Solve Bayes' Rule Question: Probability of Rain Tomorrow

[zzmanzz]

Hi,

I'm not sure whether my understanding of this question is correct:

An app predicts rain tomorrow. Recently, it has rained only 73 days each year. When it actually rains, the app correctly forecasts rain 70% of the time. When it does not rain, it incorrectly forecasts rain 30% of the time. What is the probability that it will rain tomorrow?
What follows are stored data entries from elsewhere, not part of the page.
PR #1889, opened 2026-02-05
Add `--witnesses` flag support in the Rust backend

beu5a:
Hey, this is a quick PR to add support for the witnesses statistics in the Rust backend. 

### DIFF
--- a/CHANGELOG.md
+++ b/CHANGELOG.md
@@ -13,6 +13,7 @@ and this project adheres to [Semantic Versioning](https://semver.org/spec/v2.0.0
 - Add error handling for rust process termination via signal (#1880)
 - The rust backend will now print the seed and trace even on runtime errors and panics (#1879)
 - Added support for `quint repl --backend=rust` to use the REPL with the Rust backend (#1891)
+- Added out of bounds integer literal detection when serializing input to the Rust backend (#1890)
 - Added support for the `--witnesses` flag in the Rust backend (#1889)
 
 ### Changed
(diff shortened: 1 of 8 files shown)


evaluator/src/main.rs
```diff
@@ -339,9 +338,24 @@ fn simulate_in_parallel(
...
     let mut samples = 0;
+    let mut aggregated_witnesses = vec![];
+
     loop {
         let mut outcome = out_rx.recv().expect("closed channel");
         samples += outcome.samples;
+
+        // Accumulate witness counts from all threads
+        if aggregated_witnesses.is_empty() {
+            aggregated_witnesses = outcome.witnessing_traces.clone();
```
erickpintor: You can take it instead of cloning it here since upon return you move the aggregated witness back in place.

```suggestion
            aggregated_witnesses = std::mem::take(&mut outcome.witnessing_traces);

```

evaluator/src/simulator.rs
```diff
@@ -135,11 +169,19 @@ impl ParsedQuint {
...
                     }
 
                     trace_lengths.push(env.trace.len());
 
+                    // Finalize witness counts for this trace
+                    for (i, &witnessed) in trace_witnessed.iter().enumerate() {
+                        if witnessed {
+                            witnessing_traces[i] += 1;
+                        }
+                    }
```
erickpintor: Why not inline the counts with the loop that checks if the witness is hit above?

evaluator/src/simulator.rs
```diff
@@ -106,6 +117,29 @@ impl ParsedQuint {
                     // Shift the state and record it in the trace
                     env.shift();
 
+                    // Evaluate witnesses after each step and skip if all satisfied
+                    if remaining > 0 {
+                        for (witnessed_flag, witness) in
+                            trace_witnessed.iter_mut().zip(compiled_witnesses.iter())
```
erickpintor: This is probably a rare occasion where a `for i in 0..len` would be better since the vector size is fixed and it won't have to allocate the iterator structures.

PR #1894, opened 2026-02-09
Support for infinite sets in rust backend

bugarela:
Hello :octocat: 

This adds support for `Nat` and `Int` infinite sets to rust. For now, I'm going with a similar behavior from TS: refuse to enumerate (of course) but allow `oneOf()` by picking a number from `i64`. In TS we used to pick from `[-2^255, 2^255)`, but we already decided to not support bigints in Rust.

This also fixes an issue where `QuintEror`s from the REPL were not being deserialized properly. There was already an workaround for this in `commandWrapper`, but I'm now making it more streamlined so it's a bit harder to forget to do it if we duplicate deserialization somewhere else in the future, by using a `reviver` tranformer.

### DIFF
--- a/evaluator/tests/picker_tests.rs
+++ b/evaluator/tests/picker_tests.rs
@@ -166,7 +166,8 @@ fn int_pick_can_be_negative() -> Result<(), Box<dyn std::error::Error>> {
     let mut found_positive = false;
 
     for seed in 0..100 {
-        let mut env = Env::with_rand_state(interpreter.var_storage.clone(), seed);
+        let mut env =
+            Env::with_rand_state(interpreter.var_storage.clone(), seed, Verbosity::default());
         let init = interpreter.eval(&mut env, init_def.expr.clone());
         assert!(init.is_ok());
 
@@ -218,7 +219,8 @@ fn nat_pick_is_non_negative() -> Result<(), Box<dyn std::error::Error>> {
 
     // Try multiple seeds to ensure we never get a negative number
     for seed in 0..100 {
-        let mut env = Env::with_rand_state(interpreter.var_storage.clone(), seed);
+        let mut env =
+            Env::with_rand_state(interpreter.var_storage.clone(), seed, Verbosity::default());
         let init = interpreter.eval(&mut env, init_def.expr.clone());
         assert!(init.is_ok());
 


evaluator/src/picker.rs
```diff
@@ -83,6 +90,34 @@ impl Value {
 
                 Value::map(key_values)
             }
+            ValueInner::InfiniteInt => {
+                // Pick a random integer from the entire i64 range
+                let index = indexes
+                    .next()
+                    .expect("Internal error: too few positions. Report a bug");
+
+                // Map [0, usize::MAX) uniformly to [i64::MIN, i64::MAX]
```
bugarela: This was made by Claude, by I read about the datatypes in the docs and it seems to be correct to me.

evaluator/tests/evaluation_tests.rs
```diff
@@ -1230,6 +1230,61 @@ fn run_q_debug_single_arg() -> Result<(), Box<dyn std::error::Error>> {
     )
 }
 
+#[test]
```
bugarela, line 1234: These test cases were copied from `compile.test.ts` like everything else in this file.

evaluator/src/value.rs
```diff
@@ -169,6 +176,14 @@ impl PartialEq for ValueInner {
             (Self::CrossProduct(a), Self::CrossProduct(b)) => *a == *b,
             (Self::PowerSet(a), Self::PowerSet(b)) => *a == *b,
             (Self::MapSet(a1, b1), Self::MapSet(a2, b2)) => a1 == a2 && b1 == b2,
+            (Self::InfiniteInt, Self::InfiniteInt) => true,
+            (Self::InfiniteNat, Self::InfiniteNat) => true,
+            (Self::InfiniteInt, Self::InfiniteNat) | (Self::InfiniteNat, Self::InfiniteInt) => {
+                false
+            }
```
erickpintor: This case seems redundant with the two cases below.

evaluator/src/value.rs
```diff
@@ -413,6 +453,22 @@ impl Value {
                 ValueInner::MapSet(subset_domain, subset_range),
                 ValueInner::MapSet(superset_domain, superset_range),
             ) => subset_domain == superset_domain && subset_range.subseteq(superset_range)?,
+            // Infinite set relationships
+            (ValueInner::InfiniteNat, ValueInner::InfiniteNat) => true,
+            (ValueInner::InfiniteNat, ValueInner::InfiniteInt) => true,
+            (ValueInner::InfiniteInt, ValueInner::InfiniteInt) => true,
+            (ValueInner::InfiniteInt, ValueInner::InfiniteNat) => false,
+            // Any non-infinite set is a subset of Int
+            (_, ValueInner::InfiniteInt) if self.is_set() => true,
```
erickpintor: This seems wrong. Does it mean that a set of `str` is a subset of ints?

evaluator/src/builtins.rs
```diff
@@ -299,7 +299,28 @@ pub fn compile_eager_op(op: &str) -> CompiledExprWithArgs {
...
+            // These cannot be enumerated
+            for arg in &args {
+                match arg.0.as_ref() {
+                    ValueInner::InfiniteInt => {
+                        return Err(QuintError::new(
+                            "QNT501",
+                            "Infinite set Int is non-enumerable",
+                        ))
+                    }
+                    ValueInner::InfiniteNat => {
```
erickpintor, line 321: Does this mean that Set(Nat) is invalid? I think it makes sense. Just checking.

evaluator/src/itf.rs
```diff
@@ -87,7 +87,9 @@ impl Value {
             | ValueInner::Interval(_, _)
             | ValueInner::CrossProduct(_)
             | ValueInner::PowerSet(_)
-            | ValueInner::MapSet(_, _) => {
+            | ValueInner::MapSet(_, _)
+            | ValueInner::InfiniteInt
+            | ValueInner::InfiniteNat => {
```
erickpintor: This will fail to turn infinite sets into ITF because they are not enumerable. Is that the intended behavior?

evaluator/src/picker.rs
erickpintor: Branching on the CPU architecture seems unnecessary. We could keep just the first implementation and simplify things.

evaluator/src/value.rs
bugarela: That would be caught by the typechecker. It's a type error, not a `false` result.
I could still change it here to be more strict, but it could affect performance if we do it the safest way and look into the values of the set (thus enumerating it).

evaluator/src/builtins.rs
bugarela: It does. This is existing behavior (there's a unit test for this that expects an error), which I guess makes sense.

evaluator/src/itf.rs
bugarela: I was going to say that ITF doesn't support it, but went to check first and it [actually does](https://apalache-mc.org/docs/adr/015adr-trace.html):
```
11. An expression that cannot be serialized: { "#unserializable": "<string representation>" }. For instance, the set of all integers is represented with { "#unserializable": "Int" }. This should be a very rare expression, which should not occur in normal traces. Usually, it indicates some form of an error.
```

I'll add it!

evaluator/src/picker.rs
```diff
@@ -116,10 +144,22 @@ impl Value {
...
+            }
+            ValueInner::InfiniteInt => {
+                // For Int, we use the maximum usize value as the bound
+                // This allows picking from the full i64 range via wrapping conversion
+                vec![usize::MAX]
+            }
+            ValueInner::InfiniteNat => {
+                // For Nat, we use i64::MAX as the bound to ensure only non-negative values
+                // when converted to i64
+                vec![i64::MAX as usize]
```
beu5a: why are we casting from `i64` to `usize` here?

evaluator/src/value.rs
erickpintor: I'd rather panic if something that the type checker was supposed to catch ended up here. It'd be less confusing, IMO.

evaluator/src/picker.rs
erickpintor: perhaps we should change `bounds()` to return a vector of `u64` so we don't return different bounds depending on the architecture.

bugarela: Done https://github.com/informalsystems/quint/pull/1894/commits/f7bcd81b3c6f8a7a308a9f898be126904ae8edb8

This was a big change, but I think it turned out good.

evaluator/src/value.rs
bugarela: Sorry I missed this. It's now fixed.

PR #1895, opened 2026-02-09
Update xml files

bugarela:
Hello :octocat: 

The lessons in our website have correspondent CodeTour interactive lessons, and both of these are generated from an XML file (and an internal project tool produces both `.md` and `.tour` files from it). However, we all often forget about this (specially in PR review) and update the `.md` directly instead of updating `.xml` and re-generating it.

We have similar situations in other parts of code, but those are checked in CI. This one is not.

I'm not adding the CI check here, just fixing the existing mismatches for now


erickpintor (approved):
🐑 it.

PR #642, opened 2026-07-11
fix(gatt): clear prepare-write queue on a rejected Execute Write

stephencox-inveya:
## Problem

When a queued (prepare/execute) write is **rejected** by the application via `WriteEvent::reject`, the prepare-write queue is left populated. The next client's Prepare Write then fails the offset-contiguity check in `PrepareWriteState::queue` (`self.offset + self.len != offset`) and returns `PREPARE_QUEUE_FULL` — so on a peripheral that rejects some long writes (e.g. an authorization gate), **every other rejected long write fails**.

`process_accept` clears the queue via the attribute server's `handle_execute_write`, and `accept_unprocessed` clears it explicitly, but `process_reject` never did.

Per Core Spec Vol 3, Part F, §3.4.6.3, an Execute Write empties the prepare queue regardless of outcome.

## Fix

In `process_reject`, when the rejected request is an `ExecuteWrite`, call `connection.clear_prepare_write()` (gated on `att-queued-writes`, mirroring `accept_unprocessed`).

## Test

Adds `gatt::tests::test_execute_write_reject_clears_prepare_queue`: queue a prepared write, reject its Execute Write, assert the queue is empty. Fails without the fix (`rejected Execute Write must clear the prepare queue`), passes with it.

Found while bench-testing a peripheral whose app rejects unauthorized long writes: consecutive rejected writes alternated `ok / PREPARE_QUEUE_FULL`; verified fixed on hardware (nRF52833).

### DIFF
--- a/host/src/gatt.rs
+++ b/host/src/gatt.rs
@@ -830,6 +830,16 @@ fn process_reject<'stack, P: PacketPool>(
     let Att::Client(att) = att else {
         unreachable!("Expected Att::Client, got {:?}", att)
     };
+    // An Execute Write empties the prepare queue regardless of outcome (Core
+    // Spec Vol 3, Part F, §3.4.6.3). `process_accept` clears it via the attribute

Hint : P(H|D) = P(H) * P (D|H) / P(D)

What I'm mainly confused about is the wording of the question. But here is my attempt:

I set:
H = rain,
D = app predicts rain

then solve for P(D)?

P(H|D) = .3
P(D|H) = .7
P(H) = .2
P(D) = predicts rain (rain tom)
P(D) = (.25 * .7 ) / .3
P(D) = .58

The probability that it will rain tomorrow is .58?

Thanks

 

[StoneTemplePython]

is this homework? seems like maybe it is...

Your answer is off a couple ways. (For starters where did the 0.25 come from?) Note: you are supposed to solve for probability of it raining tomorrow given the information you know. I.e. what is the probability of actual rain given that the app has predicted rain. That is $P(H \vert D)$, not $P(D)$

I'd strongly recommend drawing a picture (especially a tree here) for these types of problems. Also making a table can be quite helpful.

 

[OmneBonum]

Right, so the site has a policy about giving answers to students doing homework, so if this isn't homework let me know and maybe I can say more.

For now, Let us establish what Bayesian analysis does. First, we take the prior probability that something is true and multiply it by the probability that it is true given some new piece of evidence that we have. If the app says it will rain tomorrow, then the prior probability that this is true, without any additional information,is obviously 73/365 which equals, conveniently, 1/5. We multiply this by the strength of our belief that it will rain tomorrow based on our new information, namely, the results of the app saying 'yes, it will rain tomorrow.' That would clearly be 7/10, as I'm pretty sure you already know.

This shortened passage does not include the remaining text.